1. In het dertigste jaar, in de vierde maand, op de vijfde der maand, toen ik te midden der ballingen aan de rivier de Kebar was, werd de hemel geopend en zag ik gezichten van Godswege.
2. Op de vijfde der maand – het was het vijfde jaar der ballingschap van koning Jojakin –
3. kwam het woord des Heren tot de priester Ezechiël, de zoon van Buzi, in het land der Chaldeeën, aan de rivier de Kebar; de hand des Heren was daar op hem.
4. En ik zag en zie, een stormwind kwam uit het noorden, een zware wolk met flikkerend vuur en omgeven door een glans; daarbinnen, midden in het vuur, was wat er uitzag als blinkend metaal.
5. En in het midden daarvan was wat geleek op vier wezens; en dit was hun voorkomen: zij hadden de gedaante van een mens,
6. ieder had vier aangezichten en ieder van hen vier vleugels.
7. Wat hun benen aangaat, deze waren recht; en hun voetzolen waren als die van een kalf en fonkelden als gepolijst koper.

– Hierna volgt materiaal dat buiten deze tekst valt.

PR #44, opened 2020-09-01
GetRecordsInView uses filtered records instead of serverData

bemailloux:
TODO: 
- [x] make sure it doesn't recalculate records more than necessary

Quality notes
* Testing
  * Using the demo page (`npm start`) it now counts the number of users with overdue assignments based on the filtered selection, instead of using the whole serverData list.

@Vitalii-Misechko @anhill-D2L @rohitvinnakota @hyehayes

### DIFF
--- a/model/data.js
+++ b/model/data.js
@@ -76,8 +76,6 @@ export class Data {
 		this.selectorFilters.semesterIds = semesterIds;
 	}
 
-	// the reason for separating this from getRecordsInView is to try not to reapply the top level filters if
-	// we don't need to.
 	get records() {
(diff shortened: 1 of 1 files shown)


bemailloux:
On the demo page, it only calculates `get records` twice: once on load and once when the serverData arrives. That's good.

It also runs `getRecordsInView` once for each card for each time `get records` runs. It's tempting to memoize that. However, later on when cards are able to filter other cards, we'll need `getRecordsInView` to run once per card anyway, since filters don't filter themselves.

MykolaGalian (approved):

PR #46, opened 2020-09-02
Us118248/ou filter text change

bemailloux:
Changes the OU filter text:
- 0 selected: "Org Unit: All"
- 1 or more selected: "Org Unit: Selections Applied"

Quality notes
* Testing
  * Cases
    * No truncation
      * 0, 1, multiple top-level OUs selected / deselected
      * 0, 1, multiple descendant OUs selected / deselected
      * selection / deselection after searching
      * selection / deselection after semester selected
    * Truncation (there's some edge-casey behaviour here, detailed notes further down)
      * 0, 1, multiple top-level OUs selected / deselected
      * 0, 1, multiple descendant OUs selected / deselected
      * selection / deselection after searching
      * selection / deselection of an OU that disappears when a semester is selected
      * selection / deselection of an OU that is visible before and after a semester is selected
      * selection / deselection of an OU that only appears after a semester is selected
* Security, docs, perf: N/A
* UX
  * Checked with Kevin on wording
  * Localized
  * Screen reader: NVDA changes the text it reads out to match what is shown on-screen

Truncation special cases - let Sem be a semester, OU1 be an OU not in Sem, and OU2 be an OU in Sem
* Case 1
  * For this case, assume OU2 is visible before and after Sem is selected.
  * Select OU1, then select Sem. Displayed: `OU: Selections Applied`, even though no selections appear in the UI. This is ok since the selections are affecting which results are displayed. If it's just OU1 and Sem selected, the set of displayed records will be the empty set.
  * Then select OU2. Displayed: `OU: Selections Applied` (normal)
  * Then deselect OU2: Displayed: `OU: All`, which makes sense given the state of the filter. Why: selecting OU2 caused a reload from server, but since Sem was selected OU1 was no longer in the results. So the filter "forgot" it had OU1 selected.
* Case 2
  * For this case, assume OU2 is only visible after Sem is selected.
  * Select Sem, then select OU2. Displayed: `OU: Selections Applied` (normal)
  * Then unselect sem. Displayed: `OU: Selections Applied`. Why: OU2 was still present in the last server request, so it's affecting the returned results.
  * Then select OU1. Displayed: `OU: Selections Applied` (normal)
  * Then unselect OU1. Displayed: `OU: All`. Why: selecting OU1 caused a server reload but since OU2 didn't exist in the filter it wasn't sent in that server reload, so the filter forgot it had OU2 selected.

@rohitvinnakota @hyehayes @MykolaGalian @anhill-D2L

### DIFF
--- a/components/tree-filter.js
+++ b/components/tree-filter.js
@@ -24,6 +24,7 @@ export class Tree {
 	constructor(tree, selectedIds, leafTypes) {
 		this.tree = tree;
 		this.leafTypes = leafTypes;
+		this.initialSelectedIds = selectedIds;
 		if (selectedIds) {
 			selectedIds.forEach(x => this.setSelected(x, true));
 		}
@@ -124,7 +125,8 @@ decorate(Tree, {
  * This is an opinionated wrapper around d2l-insights-tree-selector which maintains state
  * in the above Tree class.
  * @property {Object} tree - a Tree (defined above)
- * @property {String} name - appears on the dropdown opener
+ * @property {String} openerText - appears on the dropdown opener if no items are selected
+ * @property {String} openerTextSelected - appears on the dropdown opener if one or more items are selected
  * @fires d2l-insights-tree-filter-select - selection has changed; selected property of this element is the list of selected ids
  */
 class TreeFilter extends Localizer(MobxLitElement) {
@@ -132,7 +134,8 @@ class TreeFilter extends Localizer(MobxLitElement) {
 	static get properties() {
 		return {
 			tree: { type: Object, attribute: false },
-			name: { type: String },
+			openerText: { type: String, attribute: 'opener-text' },
+			openerTextSelected: { type: String, attribute: 'opener-text-selected' },
 			searchString: { type: String, attribute: 'search-string', reflect: true }
 		};
 	}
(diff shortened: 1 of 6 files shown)


bemailloux:
Screenshots
image
image
image

components/tree-filter.js
```diff
@@ -169,8 +173,15 @@ class TreeFilter extends Localizer(MobxLitElement) {
 	}
 
 	render() {
+		// if selections are applied when loading from server but the selected ids were truncated out of the results,
+		// the visible selections in the UI (this.tree.selected) could be empty even though selections are applied.
+		// In that case, we should indicate to the user that selections are applied, even if they can't see them.
+		const openerText = (this.tree.selected.length || (this.tree.initialSelectedIds && this.tree.initialSelectedIds.length))
```
johngwilkinson, line 179: In the case where there were initial selections then the user clears them, this only works if the consuming component (ou filter, in the current case) forces a redraw. So I think this works for our current use case (where that only occurs due to truncation), but it seems like it won't work if there are initial selected ids but no truncation (as when we set initial filters based on the url).

johngwilkinson (approved):
(note: this PR includes changes from another PR)

components/tree-filter.js
bemailloux: I'm not sure why it wouldn't work - in that case I'm imagining it would initially load using server-side filtering, then when the user clears the filter it would force a reload because a filter has been cleared. So in that case it should start as "Selections applied" then switch to "All" when the filter is cleared.

PR #55, opened 2020-09-14
handle org units that aren't in the parents map

johngwilkinson:
This fixes a potential bug, possibly seen on Spark.

FYI @anhill-D2L @MykolaGalian  @Vitalii-Misechko

### DIFF
--- a/model/orgUnitAncestors.js
+++ b/model/orgUnitAncestors.js
@@ -36,7 +36,8 @@ class OrgUnitAncestors {
 		}
 
 		const ancestorsSet = new Set([orgUnitId]);
-		parentsMap.get(orgUnitId).forEach(parent => {
+		const parentIds = parentsMap.get(orgUnitId) || [];
+		parentIds.forEach(parent => {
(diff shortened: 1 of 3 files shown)


bemailloux (approved):
This could probably do with a unit test as well

johngwilkinson:
> Confirmed using the payload returned by Spark: this code throws without this change, and succeeds with it.
> 
> What remains a mystery is why and how Spark has (apparently) a bunch of org units with "null" parents. Might be a problem with our sql.

Update: it's not null parents, it's parents that are missing from either ORG_UNITPARENTS or ORG_STRUCTURE - which I'm guessing is ones that have been deleted, but are still listed as parents of other org units. Since they aren't in the list of returned org units, they won't appear in the the tree-selector, and I think we'll be fine after this fix.

I'll double-check that the tree-selector itself won't have trouble for the same reason.

johngwilkinson:
Looks like the ou filter/tree-filter won't have this issue, as it always checks that a node exists after looking it up in the map.

rohitvinnakota (approved):

PR #57, opened 2020-09-17
us119016 [Engagement] Interactions - TiC Quad

MykolaGalian:
https://rally1.rallydev.com/#/23525809118d/iterationstatus?sharedViewId=328666453148&view=dc9e7043-1cf6-486d-a4aa-3a212976e789&detail=/userstory/408910758192

The card takes into account all filters except its own. The card filter is displayed only by painting active and inactive points according to the selected quadrant. Keeping in count students with '0' grade, but removing with null. Avg values for "TiC-Grade" plot changes if records length changes. Handling page reloads is out-of-scope.

ed4

Functional: Local App and **LMS** works as expected with test data.
Accessibility: n/a
Security: n/a
Devops: n/a
UX: demo for Megan - done

@rohitvinnakota @hyehayes @anhill-D2L @johngwilkinson


components/time-in-content-vs-grade-card.js
```diff
@@ -4,6 +4,19 @@ import { css, html } from 'lit-element/lit-element.js';
...
+	LEFT_TOP: 1,
+	RIGHT_TOP: 2,
+	RIGHT_BOTTOM: 3
+};
+
+export const TimeInContentVsGradeCardFilter  = {
+	id: 'd2l-insights-time-in-content-vs-grade-card',
+	title: 'components.insights-time-in-content-vs-grade-card.timeInContentVsGrade',
+	filter: (record) => !record
+};
```
Vitalii-Misechko, line 18: I would define 4 filters. One filter per quadrant. And on click activate/deactivate one filter that corresponds to user selected quadrant. For instance, user clicked on quadrant _3_ then the code could call `data.setApply('d2l-insights-time-in-content-vs-grade-card3', true)`; However, there is drawback `getRecordsInView(id)` can work only with one id, so in this approach `getRecordsInView` should be improved. There is another issue, current implementation of `_preparedPlotData` doesn't pass any `id` to `getRecordsInView`, therefore, this card filters itself what should not happen I believe.

Vitalii-Misechko: Another approach would be to store selected quadrants numbers in `data` and make this data available inside `filter`. In this approach we need to define only one card filter `filter(record): data.selectedQuadrants.includes(getRecordQuadrant(record))`

Vitalii-Misechko: It seems the latter approach requires less efforts

MykolaGalian: I already store quadrants numbers in data this._TiCVsGradeQuadNum. And I passing the filter id  in getRecordsInView inside method setTiCVsGradeCardFilter in Data class

components/applied-filters.js
```diff
@@ -66,10 +66,20 @@ class AppliedFilters extends Localizer(MobxLitElement) {
 		if (event.detail.menuItemKey === clearAllOptionId) {
 			Object.keys(this.data.cardFilters)
 				.forEach(f => this.data.setApplied(f, false));
+
+			this.data.setTiCVsGradesCardSelection(false);
+			this.data.setOverdueAssignmentCardSelected(false);
```
Vitalii-Misechko, line 71: this code just ignores `this.data.setApplied` idea. 
Could you align your solution with existing design idea of `this.data.setApplied`?

components/overdue-assignments-card.js
```diff
@@ -51,6 +51,7 @@ class OverdueAssignmentsCard extends Localizer(MobxLitElement) {
 
 	_valueClickHandler() {
 		this.data.setApplied('d2l-insights-overdue-assignments-card', true);
+		this.data.setOverdueAssignmentCardSelected(true);
```
Vitalii-Misechko, line 54: same

components/applied-filters.js
```diff
@@ -66,10 +66,20 @@ class AppliedFilters extends Localizer(MobxLitElement) {
...
 		}
 
 		this.data.setApplied(event.detail.menuItemKey, event.detail.selected);
+
+		if (event.detail.menuItemKey === 'd2l-insights-time-in-content-vs-grade-card') {
+			this.data.setTiCVsGradesCardSelection(false);
+		}
+		if (event.detail.menuItemKey === 'd2l-insights-overdue-assignments-card') {
+			this.data.setOverdueAssignmentCardSelected(false);
+		}
```
Vitalii-Misechko, line 82: same

components/applied-filters.js
Vitalii-Misechko: `setOverdueAssignmentCardSelected` and `setTiCVsGradesCardSelection` should not exists. `setOverdueAssignmentCardSelected` is already implemented as entry of `this.data.cardFilters`

model/data.js
```diff
@@ -168,30 +174,63 @@ export class Data {
...
+			filter.filter = (record) => record[RECORD.TIME_IN_CONTENT] >= this._avgTimeInContent * 60 && record[RECORD.CURRENT_FINAL_GRADE] <= this._avgGrades;
+		}
+		else (filter.filter = (record) => record);
 	}
 
-	get avgGrade() {
-		const arrayOfGrades = this.currentFinalGradesVsTimeInContent.map(item => item[1]);
-		return arrayOfGrades.length ? Math.floor(arrayOfGrades.reduce((a, b) => a + b, 0) / arrayOfGrades.length) : 0;
+	get _avgTimeInContent() {
+		//average values calculated only from the initial set of data
```
johngwilkinson, line 212: This doesn't seem correct. If, for example, I select a few courses, shouldn't the average be just for those courses?

model/data.js
```diff
@@ -168,30 +174,63 @@ export class Data {
...
 
-	get avgTimeInContent() {
-		const arrayOfTimeInContent =  this.currentFinalGradesVsTimeInContent.map(item => item[0]);
-		return arrayOfTimeInContent.length ? Math.floor(arrayOfTimeInContent.reduce((a, b) => a + b, 0) / arrayOfTimeInContent.length) : 0;
+	setTiCVsGradesCardFilter(quadNum) {
+		this.tiCVsGradesQuadNum = quadNum;
+		const filter = this.cardFilters[TiCVsGradesFilterId];
+
+		if (this.tiCVsGradesQuadNum === QUADRANT.LEFT_BOTTOM) {
+			filter.filter = (record) => record[RECORD.TIME_IN_CONTENT] < this._avgTimeInContent * 60 && record[RECORD.CURRENT_FINAL_GRADE] < this._avgGrades;
```
johngwilkinson, line 197: if final grade is null, these expressions may be incorrect

model/data.js
```diff
@@ -168,30 +174,63 @@ export class Data {
...
 			.map(item => [item[0] !== 0 ? Math.floor(item[0] / 60) : 0, item[1]]) //keep in count students either without grade or without time in content
 			.filter(item => item[0] || item[1]);
 	}
 
-	get avgTimeInContent() {
-		const arrayOfTimeInContent =  this.currentFinalGradesVsTimeInContent.map(item => item[0]);
-		return arrayOfTimeInContent.length ? Math.floor(arrayOfTimeInContent.reduce((a, b) => a + b, 0) / arrayOfTimeInContent.length) : 0;
+	setTiCVsGradesCardFilter(quadNum) {
+		this.tiCVsGradesQuadNum = quadNum;
+		const filter = this.cardFilters[TiCVsGradesFilterId];
```
johngwilkinson, line 194: Small refactoring suggestion: move this code over to the card class: it can get the filter from `data`, and set the filter function itself.

model/data.js
```diff
@@ -168,30 +174,63 @@ export class Data {
 	}
 
 	get currentFinalGrades() {
+		//keep in count students without grade (grade = null), but with time in content
```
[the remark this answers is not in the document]
MykolaGalian: Kevin asked me to keep in count students either without grade or without time in the content. And for consistency during filtering, I added this to the grades chart as well.

components/current-final-grade-card.js
```diff
@@ -160,7 +161,7 @@ class CurrentFinalGradeCard extends Localizer(MobxLitElement) {
 				lineWidth: 1,
 				baseSeries: 1,
 				shadow: false,
-				binWidth: 10
+				binWidth: 9.999
```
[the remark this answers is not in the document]
MykolaGalian: No, because I map records 
	`<get currentFinalGrades() {
		//keep in count students without grade (grade = null), but with time in content
		return this.getRecordsInView()
			.map(record => [!record[RECORD.TIME_IN_CONTENT] ? 0 : record[RECORD.TIME_IN_CONTENT], !record[RECORD.CURRENT_FINAL_GRADE] ? 0 : record[RECORD.CURRENT_FINAL_GRADE]])
			.map(item => (item[1] ? Math.floor(item[1] / 10) * 10 : 0))
			.map(item => (item === 100 ? 90 : item)); // put grade 100 in bin 90-100>`

model/data.js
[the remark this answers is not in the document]
MykolaGalian: I will filter all with null grades

model/data.js
MykolaGalian: I found I couldn't do it. Since the filter function must contain average values like this.tiCVsGradesAvgValues ​​so that they can be used inside the Data class. And if I move the logic to the CardFilter, then there I have to refer to the average values ​​as this.`data`.tiCVsGradesAvgValues, which no longer works in the Data class

johngwilkinson: You could get the `data` object in your closure by assigning it to a local, if I understand correctly:
```
const data = this.data;
....filter = x => { ... data.ticVsGradesAvgValues ... }
```

model/data.js
```diff
@@ -168,30 +175,58 @@ export class Data {
...
+		return !(this._recordsLength === this.records.length);
+	}
+
+	get tiCVsGradesAvgValues() {
+		return [this.avgTimeInContent, this.avgGrades];
+	}
+
+	setTiCVsGradesAvgValues() {
+		//avg values will change if records length changes
+		this._recordsLength = this.records.length;
```
johngwilkinson, line 219: `this.records.length` will generally change if the view filters (org unit, semester, role) change, but not if another filter (e.g. overdue assignments) does - but `this.tiCVsGrades` depends on `this.getRecordsInView(TiCVsGradesFilterId)`, which _will_ change if other filters do. So this doesn't seem like the right condition.

To check: is this optimization even necessary? Have you checked performance without it (i.e. just grab the value in a local variable where it is needed)?

components/time-in-content-vs-grade-card.js
```diff
@@ -57,18 +63,78 @@ class TimeInContentVsGradeCard extends Localizer(MobxLitElement) {
...
+	_calculateQuadrant(x, y) {
+		let quadrant;
+		if (x < this._avgTimeInContent && y < this._avgGrades) quadrant = 'leftBottom';
+		else if (x <= this._avgTimeInContent && y >= this._avgGrades) quadrant = 'leftTop';
+		else if (x > this._avgTimeInContent && y > this._avgGrades) quadrant = 'rightTop';
+		else quadrant = 'rightBottom';
+		return quadrant;
+	}
+
+	_coloringAllPointInAmethyst(series) {
```
johngwilkinson, line 106: nit: `colorAllPointsInAmethyst` (and similarly for the others)

johngwilkinson (approved):
Have you done e2e testing with an LMS? The notes just mention test data.

components/time-in-content-vs-grade-card.js
```diff
@@ -57,18 +63,78 @@ class TimeInContentVsGradeCard extends Localizer(MobxLitElement) {
 	}
 
 	get _preparedPlotData() {
-		return this.data.currentFinalGradesVsTimeInContent;
+		return this.data.tiCVsGrades;
+	}
+
+	get _plotDataForLeftBottomQuadrant() {
+		return  this._preparedPlotData.filter(i => i[0] < this._avgTimeInContent && i[1] < this._avgGrades);
```
Vitalii-Misechko, line 70: What do indexes mean? Could you use some constants with meaningful names instead of 0 and 1?

model/cardFilter.js
```diff
@@ -29,6 +32,21 @@ export class CardFilter {
...
+				this.filter = (record) => record[RECORD.TIME_IN_CONTENT] < this.data.tiCVsGradesAvgValues[0] * 60 && record[RECORD.CURRENT_FINAL_GRADE] < this.data.tiCVsGradesAvgValues[1];
+			} else if (this.data.tiCVsGradesQuadrant === 'leftTop') {
+				this.filter = (record) => record[RECORD.TIME_IN_CONTENT] <= this.data.tiCVsGradesAvgValues[0] * 60 && record[RECORD.CURRENT_FINAL_GRADE] >= this.data.tiCVsGradesAvgValues[1];
+			} else if (this.data.tiCVsGradesQuadrant === 'rightTop') {
+				this.filter = (record) => record[RECORD.TIME_IN_CONTENT] > this.data.tiCVsGradesAvgValues[0] * 60 && record[RECORD.CURRENT_FINAL_GRADE] > this.data.tiCVsGradesAvgValues[1];
+			} else if (this.data.tiCVsGradesQuadrant === 'rightBottom') {
+				this.filter = (record) => record[RECORD.TIME_IN_CONTENT] >= this.data.tiCVsGradesAvgValues[0] * 60 && record[RECORD.CURRENT_FINAL_GRADE] <= this.data.tiCVsGradesAvgValues[1];
+			} else (this.filter = (record) => record);
+		}
+	}
```
Vitalii-Misechko, line 49: In order to keep `CardFilter` class general you can update line 33 to `return this.filter(record, data);`

And move body of  `_setTiCVsGradesCardFilter` to `time-in-content-vs-grade-card.js`:

```JS
export const TimeInContentVsGradeCardFilter  = {
	id: 'd2l-insights-time-in-content-vs-grade-card',
	title: 'components.insights-time-in-content-vs-grade-card.timeInContentVsGrade',
	filter: (record, data) => {
      let result;
      if (data.tiCVsGradesQuadrant === 'leftBottom') {
				result = record[RECORD.TIME_IN_CONTENT] < data.tiCVsGradesAvgValues[0] * 60 && record[RECORD.CURRENT_FINAL_GRADE] < data.tiCVsGradesAvgValues[1];
			} else if (data.tiCVsGradesQuadrant === 'leftTop') {
								result = record[RECORD.TIME_IN_CONTENT] <= data.tiCVsGradesAvgValues[0] * 60 && record[RECORD.CURRENT_FINAL_GRADE] >= data.tiCVsGradesAvgValues[1];
			} else if (data.tiCVsGradesQuadrant === 'rightTop') {
								result = record[RECORD.TIME_IN_CONTENT] > data.tiCVsGradesAvgValues[0] * 60 && record[RECORD.CURRENT_FINAL_GRADE] > data.tiCVsGradesAvgValues[1];
			} else if (data.tiCVsGradesQuadrant === 'rightBottom') {
								result = record[RECORD.TIME_IN_CONTENT] >= data.tiCVsGradesAvgValues[0] * 60 && record[RECORD.CURRENT_FINAL_GRADE] <= data.tiCVsGradesAvgValues[1];
			} else (	result = false );
      return result;
}
```

This way you don't need to introduce `filter: observable` and call `_setTiCVsGradesCardFilter`

Vitalii-Misechko (approved):

PR #83, opened 2020-10-07
US119525: use new roles api (only need insights portal perm)

johngwilkinson:
Quality: roles filter shows roles as expected

FYI @bemailloux @MykolaGalian @NicholasHallman  @Vitalii-Misechko


model/lms.js
```diff
@@ -1,4 +1,4 @@
-const rolesEndpoint = '/d2l/api/lp/1.23/roles/';
+const rolesEndpoint = '/d2l/api/ap/unstable/insights/data/roles';
```
anhill-D2L, line 1: It's an unstable route so we have the right to change the api, right?

anhill-D2L (approved):

model/lms.js
johngwilkinson: Yup

rohitvinnakota (approved):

8. Onder hun vleugels waren mensenhanden aan hun vier zijden. En wat de aangezichten en de vleugels van die vier betreft,
9. hun vleugels waren met elkander verbonden. Zij keerden zich niet om als zij gingen; zij gingen ieder recht voor zich uit.
10. En wat hun aangezichten betreft, die geleken bij alle vier ter rechterzijde op dat van een mens en dat van een leeuw; bij alle vier ter linkerzijde op dat van een rund; ook hadden alle vier het aangezicht van een arend.
11. Hun vleugels waren naar boven uitgespreid; ieder had er twee die met elkander verbonden waren; en twee bedekten hun lichaam.
12. En zij gingen ieder recht voor zich uit; waarheen de geest wilde gaan, gingen zij; zij keerden zich niet om als zij gingen.
13. En wat de gedaante der wezens betreft, hun aanblik was als die van brandende vuurkolen, als van fakkels – zich bewegend tussen de wezens; en het vuur glansde en bliksemen schoten daaruit.